Army Regulation 600-20 (dated 24 July 2020) paragraph 5-6 states:
“The Army places a high value on the rights of its Soldiers to observe tenets of their respective religions or to observe no religion at all; while protecting the civil liberties of its personnel to the greatest extent possible, consistent
with its military requirements.”
Religious accommodations fall under one of five categories, at least for the Army: worship practices, dietary practices, medical care, wear and appearance of uniforms, and personal appearance/grooming.
Immunizations fall under the category of medical care.
“Some religious practices conflict with normal Army medical procedures. These practices include beliefs in self-care, and prohibitions against immunizations, blood transfusions, or surgery.
Accommodations concerning medical care always require coordination between unit commander and appropriate healthcare provider…TSG is the decision authority for immunization exemptions and appeals concerning disapproved religious accommodations for other medical practices. (pages 57-58)”
The TSG alluded to in the above paragraph is the Surgeon General.
You read that correctly. The Army’s Surgeon General, Lt. General R. Scott Dingle is the approving (or more realistically, the denying) authority for any and all exemption requests.
But there are numerous steps that a requestor must go through before his office sees it.
According to the Army Times:
“First, unit chaplains must interview requesters and ‘provide a memorandum that summarizes this interview and addresses the religious basis and sincerity of the Soldier’s request.’ In addition to the religious sincerity interview, ‘a licensed healthcare provider’ must counsel religious objectors as well.

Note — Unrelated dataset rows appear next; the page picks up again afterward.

PR #809, opened 2019-11-03
Improve IRoInterface logic

Thog:
This commit contains a little rewrite of IRoInterface to fix some issues
that we were facing on some recent games (AC3 Remastered & Final Fantasy
VIII Remastered)

Also move IRoInterface to the RO module.

Related issues:

- https://github.com/Ryujinx/Ryujinx-Games-List/issues/196

### DIFF
--- a/Ryujinx.HLE/HOS/Services/Ro/IRoInterface.cs
+++ b/Ryujinx.HLE/HOS/Services/Ro/IRoInterface.cs
@@ -203,7 +203,7 @@ namespace Ryujinx.HLE.HOS.Services.Ro
 
             while (retryCount++ < MaxMapRetries)
             {
-                ResultCode result = MapCodeMemoryInProcess(process, out nroMappedAddress, info.NroAddress, info.NroSize);
+                ResultCode result = MapCodeMemoryInProcess(process, info.NroAddress, info.NroSize, out nroMappedAddress);
 
                 if (result != ResultCode.Success)
                 {
@@ -257,7 +257,7 @@ namespace Ryujinx.HLE.HOS.Services.Ro
             return false;
         }
 
-        private ResultCode MapCodeMemoryInProcess(KProcess process, out ulong targetAddress, ulong baseAddress, ulong size)
+        private ResultCode MapCodeMemoryInProcess(KProcess process, ulong baseAddress, ulong size, out ulong targetAddress)
         {
             KMemoryManager memMgr = process.MemoryManager;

Finally, the soldier’s ‘immediate commander’ must sit down with them and explain ‘that noncompliance with immunization requirements may adversely impact deployability, assignment, or international travel, and that the exemption may be revoked under imminent risk conditions.”
In other words, you may apply for an exemption, but the Army will do everything to convince you that your deeply-held religious beliefs are not worth our time and trouble and they will make your career a living hell.